I've done open feeding with buckets in several ways. One way I used 5lb honey buckets, drilled a ring of 1/16" holes around the rim, right next to the lip of the lid when it was in place. Filled the bucket, put on the lid, turned upside down inside an empty box on top of the top bars. you could also do this one in an open feeder arrangement.

I do bottle feeding thru a hole in my migratory covers, I put 3 holes 1/16" drill bit in the lids of plastic pepsi bottles and turn upside down into the holes I drilled into the migratory covers.

I've taken 5 gallon buckets and cut the bottom out of one, filled it with 1/16" holes and let it float on top of syrup in another bucket. The plastic bottom full of holes floats well enough to hold the bees up as they drink. I bet this one would work without drilling any holes as there is a small space all the way around the floating bottom they could drink from while standing high and dry on the solid plastic bottom floater.


----------



## cow pollinater (Dec 5, 2007)

I use a five gallon bucket from a homebrewing supply company that has a hole cut for a spigot on the bottom and a hole for an airlock in the lid with a dog waterer attatched.
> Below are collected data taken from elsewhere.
PR #111, opened 2024-09-20
part orientation

CanInBad:
I'm pretty sure I got all the edge cases and I sure hope there is no weird doll scale in the future.

if you have anything you want to changed you can edit them or discuss it with me

### DIFF
--- a/Player/Player3D/Parts/PartOrient.gd
+++ b/Player/Player3D/Parts/PartOrient.gd
@@ -1,0 +1,9 @@
+extends Spatial
+class_name PartOrient
+
+export(bool) var faceRight = false 
+# if false, will only be visible when facing left (eg default player pose)
+# if true, will only be visible when facing right
+
+func getOrient():
+	return faceRight
--- a/Player/Player3D/Parts/PartOrient.tscn
+++ b/Player/Player3D/Parts/PartOrient.tscn
@@ -1,0 +1,6 @@
+[gd_scene load_steps=2 format=2]
+
+[ext_resource path="res://Player/Player3D/Parts/PartOrient.gd" type="Script" id=1]
+
+[node name="PartOrient" type="Spatial"]
+script = ExtResource( 1 )
--- a/Player/Player3D/Parts/PartOrientPicker.gd
+++ b/Player/Player3D/Parts/PartOrientPicker.gd
@@ -3,8 +3,6 @@ class_name PartOrientPicker
 
 export(bool) var invert = false
 
-var _callcount:int = 0
-
 func _ready():
 	var theNode = get_node("..")
 	var theDoll:Spatial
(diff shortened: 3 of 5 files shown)


Alexofp:
Like I said before, just checking it once in ready isn't enough

Sometimes (very rarely), the game can do this.

`playAnimation(StageScene.Duo, "stand", {npc="nova"})`

All is good so far. But then it can do this when the player picks something

`playAnimation(StageScene.Duo, "stand", {npc="nova", flipNPC=true})`

This flips the npc without recreating the scene.. so the ready function won't be called and stuff.
How to fix it? I dunno x3. Apart from adding a `_proccess` function and checking if our global scale has changed each frame..

CanInBad:
>All is good so far. But then it can do this when the player picks something  
>`playAnimation(StageScene.Duo, "stand", {npc="nova", flipNPC=true})`

I fixed that by looping enough until it reaches `BaseStageScene3D` type node

https://github.com/Alexofp/BDCC/blob/90cb98f4a6cbff64e415049f01c75fb33deb0086/Player/Player3D/Parts/PartOrientPicker.gd#L10-L17

and checking if the node is actually `BaseStageScene3D`, then getting `getVarOptions()` to check if it has `flipNPC` option or not
if yes it will wait until there is idle frame, then recheck if it has flipped again

https://github.com/Alexofp/BDCC/blob/90cb98f4a6cbff64e415049f01c75fb33deb0086/Player/Player3D/Parts/PartOrientPicker.gd#L28-L31

unless you're planning to make the doll flip in real time then this will do for now

Alexofp:
Sometimes the doll is flipped long after it was created, that's what I'm trying to say x3

SCENE STARTED
PLAYING ANIMATION WITH NOVA
PLAYER PICKED AN OPTION
PLAYING THE SAME ANIMATION WITH NOVA (FLIPPED)

the last line won't cause the update.. because the animation is the same.. so nothing is re-created. I hope that makes sense x3

CanInBad:
ill return with another implementation

Alexofp:
aw, I'm sorry, thank youuuuu

CanInBad:
I didn't meant to close the pull request, i was eepy

CanInBad:
I sure hope I got the cases you mentioned, I have made a scene to test the feature out here, just extract it in root, equip the test clothing and run the test scene id `partOrientTester`  
[PartOrientTester.zip](https://github.com/user-attachments/files/17083339/PartOrientTester.zip)

Alexofp:
It seems very hacky even now but its probably fine for now. I dunno if people even need it that much but sure x3. Thank you

Alexofp:
https://github.com/Alexofp/BDCC/commit/69d21d98e8dd9729c3bb6d9eba8315cf7b1c91e5

I coded an easier solution. You don't need any custom part pickers. You just use a normal one with a 'facing' state. And possible states are 'left' and 'right'. Doesn't check it every frame too so it should work faster

PR #120, opened 2024-10-26
Fix grammar in Tavi module (borned -> born)

Friskygote:
I dislike making such small pull requests but it is what it is


Alexofp:
Thank youuuu, borned sounds so silly x3

PR #124, opened 2024-11-10
Input icons and better controller support

halotroop2288:
- The in-game option buttons have had their hotkeys changed to Input Map actions to support multiple bindings
- Text labels for inputs have been replaced with icons
- Controller bindings now exist for more actions to make navigation easier
- Previous Page and Next Page buttons now show their binding

<details><summary>Screenshots (<b>Warning: Adult content</b>)</summary>
<p>

image
image

</p>
</details>


Alexofp:
Is there a big demand for controller support?.. It's a lot of images, just afraid that it will bloat the game size for people who will never use controllers..

export_presets.cfg
halotroop2288, line 1: Note to self: This was not meant to be part of this PR.

halotroop2288:
> Is there a big demand for controller support?.. It's a lot of images, just afraid that it will bloat the game size for people who will never use controllers..

It's only like 10MB. Actual content will take up way more than that over time, considering how many sprites are in the game. This helps improve the UX for even keyboard users, it's well worth it.

pl23:
I'm only saying this because an Xbox controller layout is more commonly used why not add x input icons? You could possibly have it built on a toggle based on which controller is detected or just have it be a setting option that you can swap between the two

halotroop2288:
That's what it already does.
It detects your controller hardware based on Godot's pad metadata.

PR #128, opened 2024-12-20
Add positional argument to ParadedOnALeashScene to specify player's pose

Friskygote:
Hello there!

I've been making a mod for a month or so, and decided to submit this little PR for adding optional pose for player in ParadedOnALeashScene. I think game/mod devs would benefit from additional argument there as it allows for a bit more petplay options of player walking around on their knees instead (personally using "crawl" action in few places for this scene).


Alexofp:
Looks good, thank you ^^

I cut the spigot off and turned the assembly around so that I have threaded pipe coming out the side of the bucket and I cover the airlock hole with mesh so the feed will flow without bees getting into the bucket and then I attach an automatic dog waterer filled with gravel to the pipe thread.


----------



## Allen Martens (Jan 13, 2007)

I'd take a lot of convincing to go back to feeding individual hives. The key to using open feeding is to have easy access for the bees so they can fly in and out -- I use 2 inch holes along the side of a rubbermaid tub. There needs to be a good wood float structure under the straw and a lot of surface area. I use one 20 gallon tub for every ten hives.

Once the bees are familiar with with the food source they will feed at temperatures as low as 6 or 7 C. When I think of how many day I use to spend feeding individuals compared to a couple of days now I just shake my head. Of course, if other beeks have yards close by, your syrup cost are going to go way up.

As far as weaker hives goes, they probably don't need as much feed anyways and the big ones often need more.


----------



## habutti (Apr 20, 2008)

In my area open feeding this time of the year gets robbing going like the wild fires of California. Any of you have this type of problems and how do you control/avoid it?


----------



## Scorpster (Jun 11, 2009)

Since I was having trouble with in hive feeding causing robbing, I decided to try a community feeder. There's lots of talk about it causing robbing, so a couple of tips I am trying are to make sure it's far enough from the hives, I am also scenting it with Lavendar EO to give it a unique identity, and use a setup that is not easily defendable. I've read it helps to choose a location that the bees have to "navigate" too as opposed to being a straight shot. As far as a hive trying to take ownership, with 3 hives I am using a medium (2.73G) pet waterer with gravel in the bowl, and am monitoring the fighting, but it may help to use a larger feeding area or multiple feeders depending on number of hives. So far I am happy with how things are going, they are much more interested in the feeder than robbing each other so far. Giving it a unique scent just seemed to make scents.

Good luck.


----------